Tomato Allergy
Tomato (Solanum Lycopersicum) is a fruit originating in South America, from the nightshade family. It’s now grown throughout most of the world. Although it is botanically a fruit, it’s usually eaten and prepared as a vegetable.
Tomatoes are approximately 95% water, 4% carbohydrates and less than 1% fat and protein. They are low in calories and considered a good source of vitamin C. Tomatoes give an umami flavor to cooking and are consumed in a variety of raw or cooked dishes, sauces, salads, and even drinks. Tomatoes and tomato products are used in a large number of processed foods.
Although there has been a massive increase in tomatoes and tomato-based products throughout the world, tomato allergies are very rare. People with a tomato allergy are also likely to experience allergic reactions to other nightshade foods, such as potatoes, tobacco, and eggplant. Those with a tomato allergy may also have a cross-reaction to latex and latex products, known as latex-fruit syndrome.
Here are a few symptoms of tomato allergy:
Abdominal cramps
Anaphylaxis (very rarely)
Diarrhea
Narrowing of the throat
Nausea or vomiting
Rash or hives
Swelling of the face or lips
Tomato sensitivity
Tomato sensitivity (or intolerance) is where someone experiences digestive symptoms following the consumption of tomato products. This condition can be uncomfortable and embarrassing for the individual, despite being a less severe condition than an allergy.
Symptoms of tomato sensitivity or intolerance can include:
Bloating
Diarrhea
Gas
Nausea
Tiredness
Nutrition
Tomatoes are a major source of the antioxidant lycopene, which has been linked to a reduced risk of heart disease and cancer, among other health benefits.

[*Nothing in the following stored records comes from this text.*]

PR #54, opened 2023-02-03
Enable Rust tests in CI

### LINKED ISSUE #49: Add rust tests to README and testsuite-base branch
Looks like rust tests have been added, but instructions don't include them (should they?) also, the wasm isn't uploaded to the testsuite-base branch. Is this intentional or just a TODO?

https://github.com/WebAssembly/wasi-testsuite/tree/prod/testsuite-base/tests/rust

loganek:
Fixes #49

### DIFF
--- a/.github/workflows/compile-tests.yml
+++ b/.github/workflows/compile-tests.yml
@@ -43,6 +43,32 @@ jobs:
           path: tests/assemblyscript/testsuite
           if-no-files-found: error
 
+  build_rust:
+    name: Build Rust tests
+    runs-on: ${{ matrix.os }}
+    strategy:
+      matrix:
+        os: [ubuntu-latest, macos-latest, windows-latest]
+    steps:
+      - name: Check out repository code
+        uses: actions/checkout@v3
+
+      - name: Install wasm32-wasi target for Rust
+        run: rustup target add wasm32-wasi
+
+      - name: Build tests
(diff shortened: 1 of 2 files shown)


codefromthecrypt:
I think this should be updated and triggered right? https://github.com/WebAssembly/wasi-testsuite/blob/2b74496ff41644584f6cb71f339349d27350e087/.github/workflows/daily-runtime-validation.yml

main thing is there are new tests that some runtimes might not pass due to how they are defined.

cc @waynz0r @yamt I think you are the only other two on github using this suite. heads up as rust tests from wasmtime exist now.

loganek:
@codefromthecrypt this job for now is not really used (in the future we're planning to publish results in human-readable form for potential users).
Regarding tests that runtimes don't pass - yes, I'm aware of that, and planning to review all the test cases soon to make sure we only test what's specified in the WASI spec. Users have option to skip tests if they want to pull latest version of `prod/testsuite-base` which hopefully is sufficient for now.

codefromthecrypt:
@loganek thanks for the feedback and glad there's a review vs reality of runtimes planned in the future. makes me a lot less nervous as we know people point to charts as soon as they exist, often judgmentally.

mathetake:
Kindly ping - Can we land this so that we could test without rebuilding by ourselves?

They represent a key contributor to the modern diet and are also considered a good source of vitamin C, potassium, folate, and vitamin-K.
Replacing key nutrients when eliminating tomatoes
It’s important to use alternatives in your diet when undertaking a short- or long-term elimination diet to maintain nutrient balance.
Below are good examples of nutritional replacements to use when eliminating tomatoes:
Beta carotene
Sweet potato, carrots, kale, spinach, collards, Swiss chard, pak choi, butternut squash, pumpkin, cos lettuce, romaine lettuce, mango, dried apricots, prunes, peaches, melon, red peppers, tuna fish, mackerel, butter.
Vitamin C
Orange, grapefruit, kiwi fruit, mango, papaya, pineapple, strawberries, raspberries, blueberries, cranberries, broccoli, brussels sprouts, cauliflower, peppers, spinach, cabbage, turnip greens, leafy greens.
Potassium
Dried apricots, salmon, mackerel, tuna, monkfish, white beans, lentils, kidney beans, avocado, butternut squash, spinach, mushrooms, bananas, potatoes.
Vitamin K1
Kale, spinach, turnip greens, collards, swiss chard, parsley, romaine, green leaf lettuce, brussels sprouts, broccoli, cauliflower, cabbage.
Folate (Vitamin B9)
Lemons, bananas, melons, spinach, broccoli, lettuce, beans, peas, lentils.